We Still Live Within the Mediated, Alienated World of “The Moviegoer” - greenie_beans
https://www.newyorker.com/culture/culture-desk/we-still-live-within-the-mediated-alienated-world-of-the-moviegoer
======
keane
Paul Elie does a wonderful job explaining the book. This novel indeed takes
everydayness and "makes it the subject of fitful philosophical inquiry", which
is for many the most rewarding type of fiction.

Almost all readers understand the novel as an exploration of "the sickness of
modern Western society". However, that theme is present incidentally owing to
the book primarily being an examination of man's existence as a created being,
which many readers and reviewers miss. Elie very importantly includes Percy's
own words explaining that he set out to persuade the reader of the Christian
concept "that man is more than an organism in an environment... He is a
wayfarer and a pilgrim".

How does Percy do this? He explores human solitude, being "alone [while] in a
crowd", as felt by his main character Binx, a materialist and skeptic who is
suddenly drawn to "the pilgrim’s search outside himself, rather than the
guru’s search within" (in the book referred to as The Search).

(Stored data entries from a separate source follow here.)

PR #1018, opened 2021-11-05
Update spacing of doctrine yml files

alexander-schranz:
| Q             | A
| ------------- | ---
| License       | MIT

Use symfony coding standard of yml files with 4 spaces.

### DIFF
--- a/doctrine/doctrine-bundle/1.12/manifest.json
+++ b/doctrine/doctrine-bundle/1.12/manifest.json
@@ -24,24 +24,24 @@
         "docker-compose.yml": {
             "services": [
                 "database:",
-                "  image: postgres:${POSTGRES_VERSION:-13}-alpine",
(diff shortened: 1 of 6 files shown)


nicolas-grekas:
That could be worth a new check in the qa action. Would you like having a look?

alexander-schranz:
@nicolas-grekas how can we achieve this. Think the `lint:yaml` of symfony does not care about the yaml style? Are there any other tools used in symfony todo this?

alexander-schranz:
@fabpot do we need to change this offset value? https://github.com/symfony/flex/pull/788#discussion_r697849436

OskarStark:
Yamllint binary can check

nicolas-grekas:
Reverting as this 2-spaces indent was on purpose, docker-compose rulez.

I ultimately disagree with the wording of Elie's conclusion, as I think would
Percy. Binx is befuddled by the mystery of existence, as many of us spend time
being. But I don't think Percy means to draw attention to the existence of The
Search only to suggest we must forever be searching. I wrote about this aspect
of the book in 2015 which you can read here:
[http://liamk.org/moviegoer/](http://liamk.org/moviegoer/)

------
firebones
Fascinating that it beat out both "Catch-22" and "Franny and Zoey" for the
award in 1961. Perhaps, as the author implies, it was its introduction of
experience outside of the Heller/Salinger milieu that readers found refreshing
for a change.

------
wayanon
I hoped this would be an article on the issues surrounding the classification
of certain people as ‘moviegoers’.

------
madspindel
> “one a bad imitation of Thomas Mann,” he later said, “the other a worse
> imitation of Thomas Wolfe—which is very bad indeed.”

I wonder if he has read about mimetic theory by René Girard?